PR #672, opened 2019-03-07
Fixing some problems with titles and descriptions

olsona:
It wasn't clear whether these fixes should happen on the importer or exporter side.  I went with importer side because that's where the titles of albums and photos are prepended with COPY_PREFIX (something I'm not sure we should do).

### DIFF
--- a/extensions/data-transfer/portability-data-transfer-flickr/src/main/java/org/datatransferproject/datatransfer/flickr/photos/FlickrPhotosImporter.java
+++ b/extensions/data-transfer/portability-data-transfer-flickr/src/main/java/org/datatransferproject/datatransfer/flickr/photos/FlickrPhotosImporter.java
@@ -155,8 +155,12 @@ public class FlickrPhotosImporter implements Importer<AuthData, PhotosContainerR
       // with these (in case the album exists later).
       Preconditions.checkArgument(album != null, "Album not found: " + oldAlbumId);
 
-      Photoset photoset =
-          photosetsInterface.create(COPY_PREFIX + album.getName(), album.getDescription(), photoId);
+      // TODO: do we want to keep the COPY_PREFIX?  I feel like not
+      String albumName =
+          Strings.isNullOrEmpty(album.getName()) ? "" : COPY_PREFIX + album.getName();
+      String albumDescription = cleanString(album.getDescription());
+
+      Photoset photoset = photosetsInterface.create(albumName, albumDescription, photoId);
       monitor.debug(() -> String.format("%s: Flickr importer created album: %s", id, album));
 
       // Update the temp mapping to reflect that we've created the album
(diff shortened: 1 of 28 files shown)


extensions/data-transfer/portability-data-transfer-flickr/src/main/java/org/datatransferproject/datatransfer/flickr/photos/FlickrPhotosImporter.java
```diff
@@ -155,8 +155,12 @@ private void importSinglePhoto(UUID id, PhotoModel photo) throws FlickrException
       // with these (in case the album exists later).
       Preconditions.checkArgument(album != null, "Album not found: " + oldAlbumId);
 
-      Photoset photoset =
-          photosetsInterface.create(COPY_PREFIX + album.getName(), album.getDescription(), photoId);
+      // TODO: do we want to keep the COPY_PREFIX?  I feel like not
+      String albumName =
+          Strings.isNullOrEmpty(album.getName()) ? "" : COPY_PREFIX + album.getName();
```
holachuy: Does Flickr support importing an empty album name? or should we put in 'untitled'.  What happens if we get more than one empty album name?

extensions/data-transfer/portability-data-transfer-flickr/src/main/java/org/datatransferproject/datatransfer/flickr/photos/FlickrPhotosImporter.java
```diff
@@ -172,14 +176,20 @@ private void importSinglePhoto(UUID id, PhotoModel photo) throws FlickrException
 
   private String uploadPhoto(PhotoModel photo, UUID jobId) throws IOException, FlickrException {
     BufferedInputStream inStream = imageStreamProvider.get(photo.getFetchableUrl());
+
+    // TODO: do we want to keep COPY_PREFIX?  I think not
+    String photoTitle =
+        Strings.isNullOrEmpty(photo.getTitle()) ? "" : COPY_PREFIX + photo.getTitle();
```
holachuy: Same question regarding importing empty titles or if we should add untitled.

extensions/data-transfer/portability-data-transfer-flickr/src/main/java/org/datatransferproject/datatransfer/flickr/photos/FlickrPhotosImporter.java
```diff
@@ -195,6 +205,10 @@ private String createCacheKey() {
     return "tempPhotosData";
   }
 
+  private String cleanString(String string) {
```
holachuy: this can be static as it doesn't rely on class member state

extensions/data-transfer/portability-data-transfer-google/src/main/java/org/datatransferproject/datatransfer/google/photos/GooglePhotosExporter.java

|---|

What this task involves:
The whole of the data is to be copied out word for word.

Response below:
PR #672, opened 2019-03-07
Fixing some problems with titles and descriptions

olsona:
It wasn't clear whether these fixes should happen on the importer or exporter side.  I went with importer side because that's where the titles of albums and photos are prepended with COPY_PREFIX (something I'm not sure we should do).

### DIFF
--- a/extensions/data-transfer/portability-data-transfer-flickr/src/main/java/org/datatransferproject/datatransfer/flickr/photos/FlickrPhotosImporter.java
+++ b/extensions/data-transfer/portability-data-transfer-flickr/src/main/java/org/datatransferproject/datatransfer/flickr/photos/FlickrPhotosImporter.java
@@ -155,8 +155,12 @@ public class FlickrPhotosImporter implements Importer<AuthData, PhotosContainerR
       // with these (in case the album exists later).
       Preconditions.checkArgument(album != null, "Album not found: " + oldAlbumId);
 
-      Photoset photoset =
-          photosetsInterface.create(COPY_PREFIX + album.getName(), album.getDescription(), photoId);
+      // TODO: do we want to keep the COPY_PREFIX?  I feel like not
+      String albumName =
+          Strings.isNullOrEmpty(album.getName()) ? "" : COPY_PREFIX + album.getName();
+      String albumDescription = cleanString(album.getDescription());
+
+      Photoset photoset = photosetsInterface.create(albumName, albumDescription, photoId);
       monitor.debug(() -> String.format("%s: Flickr importer created album: %s", id, album));
 
       // Update the temp mapping to reflect that we've created the album
(diff shortened: 1 of 28 files shown)


extensions/data-transfer/portability-data-transfer-flickr/src/main/java/org/datatransferproject/datatransfer/flickr/photos/FlickrPhotosImporter.java
```diff
@@ -155,8 +155,12 @@ private void importSinglePhoto(UUID id, PhotoModel photo) throws FlickrException
       // with these (in case the album exists later).
       Preconditions.checkArgument(album != null, "Album not found: " + oldAlbumId);
 
-      Photoset photoset =
-          photosetsInterface.create(COPY_PREFIX + album.getName(), album.getDescription(), photoId);
+      // TODO: do we want to keep the COPY_PREFIX?  I feel like not
+      String albumName =
+          Strings.isNullOrEmpty(album.getName()) ? "" : COPY_PREFIX + album.getName();
```
holachuy: Does Flickr support importing an empty album name? or should we put in 'untitled'.  What happens if we get more than one empty album name?

extensions/data-transfer/portability-data-transfer-flickr/src/main/java/org/datatransferproject/datatransfer/flickr/photos/FlickrPhotosImporter.java
```diff
@@ -172,14 +176,20 @@ private void importSinglePhoto(UUID id, PhotoModel photo) throws FlickrException
 
   private String uploadPhoto(PhotoModel photo, UUID jobId) throws IOException, FlickrException {
     BufferedInputStream inStream = imageStreamProvider.get(photo.getFetchableUrl());
+
+    // TODO: do we want to keep COPY_PREFIX?  I think not
+    String photoTitle =
+        Strings.isNullOrEmpty(photo.getTitle()) ? "" : COPY_PREFIX + photo.getTitle();
```
holachuy: Same question regarding importing empty titles or if we should add untitled.

extensions/data-transfer/portability-data-transfer-flickr/src/main/java/org/datatransferproject/datatransfer/flickr/photos/FlickrPhotosImporter.java
```diff
@@ -195,6 +205,10 @@ private String createCacheKey() {
     return "tempPhotosData";
   }
 
+  private String cleanString(String string) {
```
holachuy: this can be static as it doesn't rely on class member state

extensions/data-transfer/portability-data-transfer-google/src/main/java/org/datatransferproject/datatransfer/google/photos/GooglePhotosExporter.java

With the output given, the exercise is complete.